PR #6330, opened 2021-02-05
add debug info when type not match in instrumentation process

libinglong:
### <Feature description>

### DIFF
--- a/apm-sniffer/apm-agent-core/src/main/java/org/apache/skywalking/apm/agent/core/plugin/match/ProtectiveShieldMatcher.java
+++ b/apm-sniffer/apm-agent-core/src/main/java/org/apache/skywalking/apm/agent/core/plugin/match/ProtectiveShieldMatcher.java
@@ -44,7 +44,11 @@ public class ProtectiveShieldMatcher<T> extends ElementMatcher.Junction.Abstract
     @Override
     public boolean matches(T target) {
         try {
-            return this.matcher.matches(target);
+            boolean match = this.matcher.matches(target);
+            if (LOGGER.isDebugEnable()) {
+                LOGGER.debug("type={}, match={}", target, match);
+            }
+            return match;
         } catch (Throwable t) {
             if (LOGGER.isDebugEnable()) {
                 LOGGER.debug(t, "Byte-buddy occurs exception when match type.");
--- a/CHANGES.md
+++ b/CHANGES.md
@@ -10,6 +10,7 @@ Release Notes.
 #### Java Agent
 * Remove invalid mysql configuration in agent.config.
 * Add net.bytebuddy.agent.builder.AgentBuilder.RedefinitionStrategy.Listener to show detail message when redefine errors occur
+* Add debug info when type not match in the instrumentation process.
 
 
 #### OAP-Backend


apm-sniffer/apm-agent-core/src/main/java/org/apache/skywalking/apm/agent/core/plugin/match/ProtectiveShieldMatcher.java
```diff
@@ -44,7 +44,11 @@ public ProtectiveShieldMatcher(ElementMatcher<? super T> matcher) {
     @Override
     public boolean matches(T target) {
         try {
-            return this.matcher.matches(target);
+            boolean match = this.matcher.matches(target);
+            if (LOGGER.isDebugEnable()) {
+                LOGGER.debug("type={}, match={}", target, match);
+            }
+            return match;
```
wu-sheng, line 51: Why add log here? From my understanding, there will cause a lot of logs in every plugin.

libinglong: We can only log when match is false.

In some scene, the result of match is not as we think. 
Let's see the paragraph in https://github.com/apache/skywalking-website/pull/209/files#
> Now we should decide how to do this. You can use the RunnableWrapper in the maven artifact org.apache.skywalking:apm-toolkit-trace to wrap the param, but you will face another problem. This RunnableWrapper has a plugin whose active condition is checking if there is @TraceCrossThread. Byte buddy in
skywalking will use net.bytebuddy.pool.TypePool.Default.WithLazyResolution.LazyTypeDescription to find the annotations of a class. The LazyTypeDescription finds annotations by using a URLClassLoader with no urls if the classloader is null(bootstrap classloader). So it can not find the @TraceCrossThread class unless you change the LocationStrategy of skywalking java agent builder.

When I inject the RunnableWrapper in the maven artifact org.apache.skywalking:apm-toolkit-trace into the bootstrap classloader. It can not be enhanced properly because the byte buddy can not find it's  @TraceCrossThread annotation.

wu-sheng: This kind of issue will exist always, but we can't add logs in every place, which causes logs unreadable too. This kind of issue could be located by agent debug easily.

wu-sheng:
Principle, we should not add log for helping developing. The logs are for product env debug only.

libinglong:
> Principle, we should not add log for helping developing. The logs are for product env debug only.

I still do not think the log is just for product env. It's a worth as long as it can help any people resolve their problems and save their time. :)

apm-sniffer/apm-agent-core/src/main/java/org/apache/skywalking/apm/agent/core/plugin/match/ProtectiveShieldMatcher.java
libinglong: People usually do not see log line by line. They search.

wu-sheng:
> > Principle, we should not add log for helping developing. The logs are for product env debug only.
> 
> I still do not think the log is just for product env. It's a worth as long as it can help any people resolve their problems and save their time. :) And I think adding logs here is cheap.

Then a project has to face countless PR to add logs, because any line of codes could have potential risk, people could ask to log out anything. Then your system breaks.
All internal systems are being added logs randomly, one way, it is a bad thing, and also, you only face limited developers, so damages are controllable. But in the open source, especially like SkyWalking, we have 400+ code contributors, and more in potential. We cant afford to argue with every one, this log is acceptable, and others are not.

Problem details>
Wherever the string "public" appears in a line of the records above, copy that line.

Solved problem>
@@ -44,7 +44,11 @@ public class ProtectiveShieldMatcher<T> extends ElementMatcher.Junction.Abstract
     public boolean matches(T target) {
@@ -44,7 +44,11 @@ public ProtectiveShieldMatcher(ElementMatcher<? super T> matcher) {
     public boolean matches(T target) {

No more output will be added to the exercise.